Der Rhein verdampft. In den dichten Nebelschwaden die aus seinem trockenen Flussbett aufsteigen fliegen die Wassergeister, die Rheintöchter und Walküren in den kalten Rauhnächten unerkannt über Tal und Wiesen und schaffen Wirrnis und Wahnsinn unter den Menschen und ihren Gehilfen. Die Zeit versinkt, die Uhren laufen rückwärts und weh dem Reisenden, der sich ohne Schutz auf den Weg in den Osten nach Westfalen wagt. „Warum heißt das eigentlich Ostwestfalen? Das gibt doch keinen Sinn.“, weiß mir die wirkliche weise Rheintochter, die mir auf dem Weg nach Hamm beisteht. Ach Tochter, wenn doch dieses verfluchtes Land nur diese Wirrnis der Worte seit Generationen erdulden müsste. Sag mir lieber, wo der Zug geblieben ist, den wir in Hamm zu erhaschen geglaubt hatten. Hat ihn der Nebel verschluckt, haben böse Geister ihn von den Gleisen geraubt? Oder irrt er, voll mit verlorenen Seelen auf ewig durch ein dunkles Reich im Jenseits, fern aller Fahrpläne, gestrandet und dazu verdammt, niemals wieder in die Wirklichkeit zurück zu kehren? Welcher Verkehrsminister muss zur Buße seiner Frevel auf ewig im Steuerstand dieses verfluchten ICE stehen und welcher Bahnchef muss als Strafe für seine Hoffahrt in diesem Geisterzug auf immer die verstopfte Toilette putzen?
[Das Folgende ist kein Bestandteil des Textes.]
PR #2041, opened 2021-08-03
Add use command into generated sql

xmorave2:
When copying SQL from VuFind installer, there is need to add USE command manually. This PR should fix it.


demiankatz:
Thanks for catching this! Merging now....

PR #2693, opened 2023-02-02
Add comments for analytics data attributes

maccabeelevine:
Given @EreMaijala's [comment](https://github.com/vufind-org/vufind/pull/2686#issuecomment-1413294627) on #2686, these data attributes should also have comments.


demiankatz (approved):
Makes sense, thanks!

PR #2694, opened 2023-02-02
Add Demo DoiLinker plug-in.

demiankatz:
While testing #2400 I realized there was not an easy way to test DOI linking using the standard test data set, so this PR adds some MARC records with fake DOIs and a Demo DOI linker that generates data for every record with a DOI -- now it's easy to test the UI for DOI links without relying on any external services. In theory, we could also build a Mink test for DOI linking, though I don't think I have time right now.


EreMaijala (approved):
Looks good to me!

PR #2695, opened 2023-02-03
Add storeOffsetsWithPositions to Solr text fields using termVectors.

EreMaijala:
Continued from #2666. This should eliminate the highlighting problem.

We have termVectors enabled for author fields. Highlighter in Solr 9 apparently requires offsets with term vectors (this isn't explicitly said but is implied by the [docs](https://solr.apache.org/guide/solr/latest/query-guide/highlighting.html#schema-options-and-performance-considerations) mentioning postings ... with term vectors).

TODO
- [x] Update schema changelog; include note in main changelog about importance of reindexing for author search


demiankatz:
@EreMaijala, according to the [Solr docs](https://solr.apache.org/guide/solr/latest/query-guide/highlighting.html), "This adds a moderate amount of extra data to the index." In your experience, has that been really significant? (Just wondering if we need a warning in the changelog).

Might there be a reason to add a configuration somewhere to override hl.method in case something is broken for somebody? Did this default change at some point in the recent past? (Not advocating for building something we'll never use... just brainstorming).

I'm still not sure I understand why @welblaud was having problems with this when the default code seems to work fine as-is. It seems like this will be a beneficial change, but I want to be sure I understand the costs/benefits and that we have mechanisms in place to work around any problems that might arise -- e.g. what happens if somebody can't rebuild their index right away when updating; will everything break, or might there be a workaround?

EreMaijala:
@demiankatz I can't remember anymore what the size increase was for our index, but the speed difference was significant, so it wasn't really a choice to us back then. For the CI test index the difference seems to be 2.9MB => 3.4MB.

Anyway, I'm now having this issue with default code, so something needs to be done..

demiankatz:
@EreMaijala, do you have a path to reproduce the problem in the standard test environment? Maybe we should add a test if there's a way to do it, in case of future regressions (and to help demonstrate why this is necessary).

If the growth rate is constant relative to the test environment, a 17% index size increase probably won't be a disaster. :-)

EreMaijala:
@demiankatz Yes:
1.) Check out dev
2.) composer install
3.) phing startup phpunitfaster

Result is an early failure:
```
There was 1 failure:

1) VuFindTest\Integration\Connection\SolrTest::testDeweyValues
Failed asserting that 4 matches expected 1.

/Users/eremaijala/src/vufind-test/module/VuFind/tests/integration-tests/src/VuFindTest/Connection/SolrTest.php:108

```

demiankatz:
@EreMaijala, I'm confused -- you're seeing failures on the dev branch, but I am not. Continuous integration is passing, and I run tests regularly on a daily basis. I've never seen the failure you describe. Am I misunderstanding something?

In any case, I'm running tests on this branch right now, and I'm seeing a failure in my environment. I'll have to wait for the process to complete before I see exactly what the failure is, but I'll share it here once I have all the information.

demiankatz:
@EreMaijala, here's what I'm seeing:

```
There was 1 failure:

1) VuFindTest\Integration\Connection\SolrTest::testDeweyValues
Failed asserting that 4 matches expected 1.

/usr/local/vufind/module/VuFind/tests/integration-tests/src/VuFindTest/Connection/SolrTest.php:108

FAILURES!
Tests: 2235, Assertions: 11255, Failures: 1.
```

Exactly what you reported in dev! So somehow the change that fixes this for you breaks it for me! I'm very confused.

EreMaijala:
That test failure was a red herring. Real issue was any search hitting an author field.

demiankatz:
Okay, for the record: @EreMaijala and I made sense of this through further discussion on Slack: the test failure we were both seeing was unrelated to the changes here -- it was a bug introduced by new test data from a recent PR, and was corrected by https://github.com/vufind-org/vufind/commit/342fcce6dedb4490c8b90eabff4c3241711ef891.

There WAS a problem related to the Solr 9, but it was not detectable by any of the existing tests. The problem was only triggered by searching text found in author fields, because the root issue here seems to be that Solr 9 highlighting fails on fields that have termVectors set to true without storeOffsetsWithPositions also set to true. We've scaled back this PR to address only that problem, and I've added a simple Mink test to do a couple of author searches to catch regressions in future. This new test is currently failing in dev, but passing in this branch.

demiankatz (approved):
@EreMaijala, I think this is ready to merge now. I'd just like to get your feedback on my test before merging. Once I do merge, I'll take care of the changelog updates.

module/VuFind/tests/integration-tests/src/VuFindTest/Mink/AuthorSearchTest.php
```diff
@@ -0,0 +1,69 @@
...
+     *
+     * @return void
+     */
+    public function testCorporateAuthorSearch(): void
+    {
+        $page = $this->performSearch('corporate', 'Author');
+        $facets = $this->findCss($page, '#side-collapse-building a')->getText();
+        // We'll check for a known count from a known MARC file to confirm that
+        // results came back.
+        $this->assertTrue(strpos($facets, "author_relators.mrc 10") !== false);
```
EreMaijala: Use [assertStringContainsString](https://phpunit.readthedocs.io/en/9.6/assertions.html#assertstringcontainsstring) in both tests.

EreMaijala:
@demiankatz Thanks! With the forementioned change I think this is ready to be committed.

module/VuFind/tests/integration-tests/src/VuFindTest/Mink/AuthorSearchTest.php
demiankatz: Good idea -- fix pushed up. I'm going to run the whole test suite one last time, then merge if nothing fails.

demiankatz:
Okay, tests all passing and wiki updated -- merging now. Thanks again for helping figure out the problem here, @EreMaijala!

„Einen ICE um 14 Uhr 11 von Hamm nach Berlin hat es nie gegeben.“, höhnt der Mann mit der Schirmmütze hinter der Panzerglasscheibe der Bahnhofsinformation. Aber hier steht es doch, in meinem Telefon, will ich sagen, will ihm die Nachricht, die uns auf den falschen Weg geleitet hat vor sein amtliches Gesicht halten. „Ja“, hallt es aus der Amtsstube, „ein altes iPhone. Da werden die Züge seit Wochen eine Stunde früher angezeigt. Das ist bekannt.“

Damit wir es selber lesen können, hebt er uns sein Amtstelefon an die Scheibe. Natürlich, es ist meine Schuld. Warum weiß ich nicht, was der Amtsperson wohlbekannt ist? Warum habe ich ein altes Telefon und auch noch von der falschen Marke? Nicht böser Geister Willkür hat mich und meine Tochter vom rechten Weg abgebracht, sondern fehlende Wachsamkeit meinerseits. Tief beschämt nehmen wir eine Stunde später unsere Plätze in dem Zug ein, den die Bahn für uns bestimmt hat. Wie konnten wir uns so in die Irre führen lassen? Da kommt hinter Hannover die Durchsage: „Leider haben wir derzeit 15 Minuten Verspätung. Die Verspätung wird sich bis Berlin leider noch erhöhen. Grund dafür ist ein vorausfahrender Zug auf der Strecke.“ Da ist er! Der Geisterzug. Es gibt ihn doch. Und er wird immer auftauchen, wenn die Bahn eine Ausrede für ihre Verspätungen braucht. Also noch sehr, sehr lange. Bis in alle Ewigkeit. Ein Erlöser ist nicht in Sicht. Ich schaue durch das Zugfenster. Dunkelheit hat den Nebel verschluckt. Aber sehe ich nicht vor uns die schwachen roten Rücklichter eines vorausfahrenden Zuges? Und höre ich nicht leise das Wehgeschrei der Verdammten in seinen Abteilen? Nein, es ist der Schaffner in blutroter Livree, der uns Gummibärchen anbietet, um uns trotz Verspätung bei Laune zu halten. Sind wir wirklich im richtigen Zug? Und wird unsere Fahrt je enden?